**PROBLEM TO SOLVE:** In the entries below, every line with the string "used" is to be reported.

##### DATASET RECORDS

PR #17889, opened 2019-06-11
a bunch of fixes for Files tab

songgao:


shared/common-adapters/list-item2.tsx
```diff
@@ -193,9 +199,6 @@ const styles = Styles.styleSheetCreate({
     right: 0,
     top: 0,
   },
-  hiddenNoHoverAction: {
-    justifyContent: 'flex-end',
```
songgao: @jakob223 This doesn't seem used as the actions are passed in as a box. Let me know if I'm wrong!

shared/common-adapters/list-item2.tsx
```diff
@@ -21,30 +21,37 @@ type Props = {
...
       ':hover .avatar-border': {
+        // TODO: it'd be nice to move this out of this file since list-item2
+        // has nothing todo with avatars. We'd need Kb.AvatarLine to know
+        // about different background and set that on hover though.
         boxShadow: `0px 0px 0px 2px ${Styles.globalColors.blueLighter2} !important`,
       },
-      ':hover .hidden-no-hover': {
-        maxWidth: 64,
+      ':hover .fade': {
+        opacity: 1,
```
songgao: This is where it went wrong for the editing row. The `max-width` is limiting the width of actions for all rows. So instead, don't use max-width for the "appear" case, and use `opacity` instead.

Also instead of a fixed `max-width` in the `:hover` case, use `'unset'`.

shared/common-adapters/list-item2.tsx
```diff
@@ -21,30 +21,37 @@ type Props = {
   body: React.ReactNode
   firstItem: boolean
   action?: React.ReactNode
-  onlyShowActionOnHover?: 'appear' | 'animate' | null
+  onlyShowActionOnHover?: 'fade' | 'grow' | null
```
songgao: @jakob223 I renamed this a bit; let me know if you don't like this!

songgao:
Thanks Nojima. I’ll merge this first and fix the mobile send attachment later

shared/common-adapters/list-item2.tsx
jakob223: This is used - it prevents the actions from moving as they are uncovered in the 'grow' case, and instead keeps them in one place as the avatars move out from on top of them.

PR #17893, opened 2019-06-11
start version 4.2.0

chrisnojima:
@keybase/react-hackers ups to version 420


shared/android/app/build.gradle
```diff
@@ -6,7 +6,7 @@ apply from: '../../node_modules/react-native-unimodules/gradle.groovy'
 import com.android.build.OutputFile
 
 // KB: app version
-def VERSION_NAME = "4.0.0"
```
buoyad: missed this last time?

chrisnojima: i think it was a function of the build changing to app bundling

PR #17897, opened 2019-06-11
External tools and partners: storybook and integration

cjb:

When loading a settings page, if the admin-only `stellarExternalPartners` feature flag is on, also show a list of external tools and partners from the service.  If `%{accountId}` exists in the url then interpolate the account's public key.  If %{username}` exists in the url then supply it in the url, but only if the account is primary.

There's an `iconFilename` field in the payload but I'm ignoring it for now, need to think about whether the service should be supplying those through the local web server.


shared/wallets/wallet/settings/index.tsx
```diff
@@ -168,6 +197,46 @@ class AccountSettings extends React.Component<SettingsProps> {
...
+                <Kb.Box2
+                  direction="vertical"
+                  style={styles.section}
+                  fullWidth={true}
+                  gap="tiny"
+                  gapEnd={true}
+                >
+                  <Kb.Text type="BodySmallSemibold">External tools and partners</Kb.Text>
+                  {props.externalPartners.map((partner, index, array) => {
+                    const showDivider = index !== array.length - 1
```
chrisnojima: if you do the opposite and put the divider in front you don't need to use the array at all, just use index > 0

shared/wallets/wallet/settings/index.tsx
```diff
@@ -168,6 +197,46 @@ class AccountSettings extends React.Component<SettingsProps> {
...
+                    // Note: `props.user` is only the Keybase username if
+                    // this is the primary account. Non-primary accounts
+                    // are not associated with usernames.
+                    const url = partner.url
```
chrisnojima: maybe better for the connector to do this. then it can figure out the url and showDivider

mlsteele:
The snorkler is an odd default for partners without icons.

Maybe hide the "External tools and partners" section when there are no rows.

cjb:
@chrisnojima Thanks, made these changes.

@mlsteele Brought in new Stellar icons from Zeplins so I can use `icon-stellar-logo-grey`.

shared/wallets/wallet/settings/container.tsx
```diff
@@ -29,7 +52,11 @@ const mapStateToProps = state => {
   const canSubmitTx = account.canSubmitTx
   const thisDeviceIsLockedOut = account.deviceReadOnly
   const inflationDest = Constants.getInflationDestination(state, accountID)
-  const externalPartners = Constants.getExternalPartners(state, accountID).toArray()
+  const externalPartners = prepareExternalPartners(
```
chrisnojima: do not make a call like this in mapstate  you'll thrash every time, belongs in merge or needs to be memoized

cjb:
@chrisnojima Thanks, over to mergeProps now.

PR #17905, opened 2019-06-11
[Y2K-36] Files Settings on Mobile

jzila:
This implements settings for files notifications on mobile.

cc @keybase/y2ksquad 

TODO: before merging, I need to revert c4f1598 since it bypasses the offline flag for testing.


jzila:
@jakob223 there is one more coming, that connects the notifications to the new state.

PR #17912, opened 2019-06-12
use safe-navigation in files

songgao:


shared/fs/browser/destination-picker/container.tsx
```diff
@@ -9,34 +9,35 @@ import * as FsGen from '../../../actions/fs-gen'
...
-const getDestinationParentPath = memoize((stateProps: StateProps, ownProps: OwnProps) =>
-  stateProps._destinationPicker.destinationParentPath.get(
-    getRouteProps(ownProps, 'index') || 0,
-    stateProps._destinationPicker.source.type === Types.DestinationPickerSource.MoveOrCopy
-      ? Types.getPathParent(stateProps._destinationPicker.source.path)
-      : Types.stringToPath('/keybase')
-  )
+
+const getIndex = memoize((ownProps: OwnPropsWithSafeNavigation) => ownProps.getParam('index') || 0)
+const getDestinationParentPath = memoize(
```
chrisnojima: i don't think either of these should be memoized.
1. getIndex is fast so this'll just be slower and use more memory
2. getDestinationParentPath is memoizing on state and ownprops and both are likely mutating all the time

##########

**ANSWER BOX:**
songgao: @jakob223 This doesn't seem used as the actions are passed in as a box. Let me know if I'm wrong!
jakob223: This is used - it prevents the actions from moving as they are uncovered in the 'grow' case, and instead keeps them in one place as the avatars move out from on top of them.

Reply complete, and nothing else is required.